**Work request**
Word for word, transcribe the lines from the one containing "dvoytenko: That's your" through the end of the entries, both included, and nothing else.

Input below:

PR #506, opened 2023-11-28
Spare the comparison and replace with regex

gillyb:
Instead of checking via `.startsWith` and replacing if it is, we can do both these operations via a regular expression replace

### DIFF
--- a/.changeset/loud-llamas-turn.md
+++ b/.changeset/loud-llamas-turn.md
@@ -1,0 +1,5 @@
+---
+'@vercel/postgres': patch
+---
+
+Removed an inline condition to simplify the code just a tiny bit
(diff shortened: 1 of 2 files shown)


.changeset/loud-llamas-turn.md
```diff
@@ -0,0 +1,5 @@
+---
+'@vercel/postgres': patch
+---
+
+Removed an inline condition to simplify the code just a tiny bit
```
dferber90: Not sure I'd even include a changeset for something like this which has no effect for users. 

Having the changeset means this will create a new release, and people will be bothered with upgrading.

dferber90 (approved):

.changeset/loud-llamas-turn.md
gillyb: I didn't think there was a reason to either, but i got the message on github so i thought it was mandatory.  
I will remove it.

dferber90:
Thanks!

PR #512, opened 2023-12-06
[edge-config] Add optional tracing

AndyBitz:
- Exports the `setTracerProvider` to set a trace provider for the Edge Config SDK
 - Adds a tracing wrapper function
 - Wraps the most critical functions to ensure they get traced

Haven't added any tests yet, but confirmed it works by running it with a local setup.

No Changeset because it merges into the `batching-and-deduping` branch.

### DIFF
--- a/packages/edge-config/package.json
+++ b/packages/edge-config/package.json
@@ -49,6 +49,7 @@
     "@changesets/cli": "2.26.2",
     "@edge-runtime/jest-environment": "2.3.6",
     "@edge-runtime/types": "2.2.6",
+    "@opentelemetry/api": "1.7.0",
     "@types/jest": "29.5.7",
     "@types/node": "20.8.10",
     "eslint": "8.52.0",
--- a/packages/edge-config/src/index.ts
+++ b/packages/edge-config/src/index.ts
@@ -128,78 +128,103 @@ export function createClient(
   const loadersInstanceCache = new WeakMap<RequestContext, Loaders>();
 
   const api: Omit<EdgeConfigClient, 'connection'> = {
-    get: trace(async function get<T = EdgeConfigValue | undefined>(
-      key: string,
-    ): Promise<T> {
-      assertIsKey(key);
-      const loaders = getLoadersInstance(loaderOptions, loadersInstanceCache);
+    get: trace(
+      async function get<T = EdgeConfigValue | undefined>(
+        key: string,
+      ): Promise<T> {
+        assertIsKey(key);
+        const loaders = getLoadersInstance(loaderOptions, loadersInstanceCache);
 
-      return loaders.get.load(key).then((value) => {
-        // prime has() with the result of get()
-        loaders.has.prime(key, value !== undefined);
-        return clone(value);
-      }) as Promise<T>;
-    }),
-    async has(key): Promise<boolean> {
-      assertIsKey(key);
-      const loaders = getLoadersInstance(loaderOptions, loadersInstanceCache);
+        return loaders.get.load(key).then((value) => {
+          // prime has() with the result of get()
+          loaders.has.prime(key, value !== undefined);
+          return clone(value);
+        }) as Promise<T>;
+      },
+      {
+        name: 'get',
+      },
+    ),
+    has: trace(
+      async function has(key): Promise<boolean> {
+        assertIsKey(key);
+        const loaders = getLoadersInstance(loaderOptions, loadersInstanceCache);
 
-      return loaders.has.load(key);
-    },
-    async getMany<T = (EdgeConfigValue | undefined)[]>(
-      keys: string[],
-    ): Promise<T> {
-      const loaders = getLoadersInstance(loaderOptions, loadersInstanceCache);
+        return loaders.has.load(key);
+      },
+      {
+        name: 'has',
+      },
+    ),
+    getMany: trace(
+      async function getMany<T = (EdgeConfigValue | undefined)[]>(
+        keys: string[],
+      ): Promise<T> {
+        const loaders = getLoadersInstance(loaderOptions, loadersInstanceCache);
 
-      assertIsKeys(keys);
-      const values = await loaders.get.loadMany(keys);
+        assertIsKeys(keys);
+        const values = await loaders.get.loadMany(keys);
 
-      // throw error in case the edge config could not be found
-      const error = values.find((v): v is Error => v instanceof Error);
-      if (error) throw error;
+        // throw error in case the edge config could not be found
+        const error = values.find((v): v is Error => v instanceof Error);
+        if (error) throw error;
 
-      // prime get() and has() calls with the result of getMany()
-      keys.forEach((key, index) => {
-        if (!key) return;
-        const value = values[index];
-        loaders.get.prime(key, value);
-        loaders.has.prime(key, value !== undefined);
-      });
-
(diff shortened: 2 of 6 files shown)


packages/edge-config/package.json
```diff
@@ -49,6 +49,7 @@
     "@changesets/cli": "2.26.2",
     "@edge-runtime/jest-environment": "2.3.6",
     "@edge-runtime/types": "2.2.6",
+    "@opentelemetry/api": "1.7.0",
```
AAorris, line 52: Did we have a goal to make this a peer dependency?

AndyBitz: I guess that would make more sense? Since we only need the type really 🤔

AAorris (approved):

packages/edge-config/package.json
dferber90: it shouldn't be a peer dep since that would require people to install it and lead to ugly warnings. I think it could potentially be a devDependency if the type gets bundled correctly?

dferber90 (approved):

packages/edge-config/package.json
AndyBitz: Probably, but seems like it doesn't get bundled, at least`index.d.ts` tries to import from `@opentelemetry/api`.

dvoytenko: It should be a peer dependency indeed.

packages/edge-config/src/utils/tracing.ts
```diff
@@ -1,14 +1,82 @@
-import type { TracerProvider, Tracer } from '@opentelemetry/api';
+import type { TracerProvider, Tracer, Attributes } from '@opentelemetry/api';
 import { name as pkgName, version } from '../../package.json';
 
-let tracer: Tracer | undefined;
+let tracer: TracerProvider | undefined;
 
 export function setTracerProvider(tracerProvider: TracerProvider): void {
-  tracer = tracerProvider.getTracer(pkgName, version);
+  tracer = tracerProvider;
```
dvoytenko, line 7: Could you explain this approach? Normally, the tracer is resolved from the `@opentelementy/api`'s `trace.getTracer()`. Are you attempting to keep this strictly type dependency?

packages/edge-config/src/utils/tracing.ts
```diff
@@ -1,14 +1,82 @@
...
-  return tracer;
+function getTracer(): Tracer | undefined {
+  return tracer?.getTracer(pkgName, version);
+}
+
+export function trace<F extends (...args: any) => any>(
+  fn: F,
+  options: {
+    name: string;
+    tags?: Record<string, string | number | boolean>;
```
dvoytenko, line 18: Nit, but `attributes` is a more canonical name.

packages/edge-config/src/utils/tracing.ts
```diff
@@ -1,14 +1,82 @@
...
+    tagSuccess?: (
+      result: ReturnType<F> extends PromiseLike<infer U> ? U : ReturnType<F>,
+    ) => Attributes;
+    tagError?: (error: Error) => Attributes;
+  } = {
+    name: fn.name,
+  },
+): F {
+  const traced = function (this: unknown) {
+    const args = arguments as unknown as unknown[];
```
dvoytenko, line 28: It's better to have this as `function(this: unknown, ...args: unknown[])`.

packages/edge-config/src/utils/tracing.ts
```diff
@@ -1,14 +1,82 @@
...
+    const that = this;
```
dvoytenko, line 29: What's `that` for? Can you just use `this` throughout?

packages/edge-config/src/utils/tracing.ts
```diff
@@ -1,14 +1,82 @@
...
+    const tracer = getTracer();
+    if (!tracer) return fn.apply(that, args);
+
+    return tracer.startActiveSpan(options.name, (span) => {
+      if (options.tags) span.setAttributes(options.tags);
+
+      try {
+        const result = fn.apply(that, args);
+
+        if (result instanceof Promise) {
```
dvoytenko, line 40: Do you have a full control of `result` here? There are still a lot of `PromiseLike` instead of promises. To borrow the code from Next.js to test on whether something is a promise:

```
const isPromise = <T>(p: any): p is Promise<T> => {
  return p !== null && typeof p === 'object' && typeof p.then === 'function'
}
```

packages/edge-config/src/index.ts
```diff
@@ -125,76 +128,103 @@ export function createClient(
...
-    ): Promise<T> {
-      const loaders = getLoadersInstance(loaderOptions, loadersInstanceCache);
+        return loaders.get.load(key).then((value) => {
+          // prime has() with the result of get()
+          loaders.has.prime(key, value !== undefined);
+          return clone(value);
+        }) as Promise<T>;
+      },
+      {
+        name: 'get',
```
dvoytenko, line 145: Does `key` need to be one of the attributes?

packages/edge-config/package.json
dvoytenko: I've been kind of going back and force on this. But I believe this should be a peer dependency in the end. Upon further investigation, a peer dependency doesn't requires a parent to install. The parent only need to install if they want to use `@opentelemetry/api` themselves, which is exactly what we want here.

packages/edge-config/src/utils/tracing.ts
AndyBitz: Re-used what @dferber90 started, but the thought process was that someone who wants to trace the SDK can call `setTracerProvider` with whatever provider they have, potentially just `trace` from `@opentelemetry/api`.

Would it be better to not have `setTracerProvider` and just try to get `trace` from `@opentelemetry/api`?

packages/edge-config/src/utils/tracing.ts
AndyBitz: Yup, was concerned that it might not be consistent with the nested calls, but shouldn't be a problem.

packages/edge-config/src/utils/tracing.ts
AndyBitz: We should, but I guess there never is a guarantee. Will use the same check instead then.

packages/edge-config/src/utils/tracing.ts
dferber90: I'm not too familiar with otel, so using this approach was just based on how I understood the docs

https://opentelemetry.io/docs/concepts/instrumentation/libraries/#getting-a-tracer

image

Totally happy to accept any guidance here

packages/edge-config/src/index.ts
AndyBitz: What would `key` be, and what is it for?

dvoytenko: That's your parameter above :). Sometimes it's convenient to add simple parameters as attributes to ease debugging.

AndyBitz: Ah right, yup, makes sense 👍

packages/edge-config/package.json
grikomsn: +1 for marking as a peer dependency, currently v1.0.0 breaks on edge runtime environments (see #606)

End of Input.

**Response to the task**
dvoytenko: That's your parameter above :). Sometimes it's convenient to add simple parameters as attributes to ease debugging.

AndyBitz: Ah right, yup, makes sense 👍

packages/edge-config/package.json
grikomsn: +1 for marking as a peer dependency, currently v1.0.0 breaks on edge runtime environments (see #606)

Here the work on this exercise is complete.